Task item: Records follow. Pull out every line that contains "NotNull".

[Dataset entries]
+++

PR #2576, opened 2022-09-07
FINERACT-1678: Lock under processing loan accounts

adamsaghy:
## Description

With the database structure in place for loan account locks, we need to utilize it. 

In this story, we need to create a new Spring Batch step (not business steps) and add it into the Loan COB job. The new step will be locking the loan accounts. Also, at the end of the execution of the business steps, we need to unlock the loan accounts within the chunk (it’s important to do it in the same transaction as the business steps).

**Acceptance criteria**

A new lock loan accounts Spring Batch step is introduced

The lock loan accounts step locks the loan accounts which are in the chunk meaning that rows need to be inserted into the lock table

A new unlock loan accounts mechanism is introduced 

The unlock loan accounts mechanism unlocks the loan accounts which are in the chunk meaning that rows need to be deleted from the lock table

The lock loan accounts step is in the beginning of the execution, before executing the business steps

The unlock loan accounts step is at the end of the business step execution in the same transaction

If there was an error during processing a loan account, the exception shall be written in the corresponding lock row for later analysis

The lock_owner column is filled properly with LOAN_COB_CHUNK_PROCESSING

**Note**

Skipping for the Spring Batch step shall be enabled

A SkipListener could be useful

## Checklist


fineract-provider/src/main/java/org/apache/fineract/cob/common/InitialisationTasklet.java
```diff
@@ -0,0 +1,62 @@
...
+import org.springframework.security.authentication.UsernamePasswordAuthenticationToken;
+import org.springframework.security.core.authority.mapping.NullAuthoritiesMapper;
+import org.springframework.security.core.context.SecurityContextHolder;
+
+@Slf4j
+@RequiredArgsConstructor
+public class InitialisationTasklet implements Tasklet, StepExecutionListener {
+
+    private final AppUserRepositoryWrapper userRepository;
+    private StepExecution stepExecution;
```
galovics: Don't see any usage for this. Was it left here accidentally?

fineract-provider/src/main/java/org/apache/fineract/cob/common/InitialisationTasklet.java
```diff
@@ -0,0 +1,62 @@
...
+    public RepeatStatus execute(@NotNull StepContribution contribution, @NotNull ChunkContext chunkContext) throws Exception {
+        AppUser user = userRepository.fetchSystemUser();
+        UsernamePasswordAuthenticationToken auth = new UsernamePasswordAuthenticationToken(user, user.getPassword(),
+                new NullAuthoritiesMapper().mapAuthorities(user.getAuthorities()));
+        SecurityContextHolder.getContext().setAuthentication(auth);
+        return RepeatStatus.FINISHED;
+    }
+
+    @Override
+    public void beforeStep(@NotNull StepExecution stepExecution) {
```
galovics: Any reason for the before and afterStep methods?

fineract-provider/src/main/java/org/apache/fineract/cob/domain/LoanAccountLock.java
```diff
@@ -18,19 +18,22 @@
...
+import javax.persistence.UniqueConstraint;
 import javax.persistence.Version;
 import lombok.Getter;
 import lombok.NoArgsConstructor;
+import org.apache.fineract.infrastructure.core.service.DateUtils;
 
 @Entity
-@Table(name = "m_loan_account_locks")
+@Table(name = "m_loan_account_locks", uniqueConstraints = {
+        @UniqueConstraint(columnNames = { "loan_id", "lock_owner" }, name = "UNIQUE_ACCOUNT_LOCK") })
```
galovics: As we discussed, the loan_id is already unique in the table, any reason to do a composite unique constraint?

fineract-provider/src/main/java/org/apache/fineract/cob/listener/LoanItemListener.java
```diff
@@ -0,0 +1,127 @@
...
+                loanAccountLock.ifPresent(accountLock -> accountLock.setError(String.format("Loan (id: %d) reading is failed", ee.getId()),
+                        ThrowableSerialization.serialize(e)));
+            }
+        });
+
+    }
+
+    @OnSkipInRead
+    public void onSkipInRead(@NotNull Exception e) {
+        log.warn("Skipping was triggered during read! Due to: ");
```
galovics: Missing the exception from the param list here.

fineract-provider/src/main/java/org/apache/fineract/cob/listener/LoanItemListener.java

+++

Solution:
+    public RepeatStatus execute(@NotNull StepContribution contribution, @NotNull ChunkContext chunkContext) throws Exception {
+    public void beforeStep(@NotNull StepExecution stepExecution) {
+    public void onSkipInRead(@NotNull Exception e) {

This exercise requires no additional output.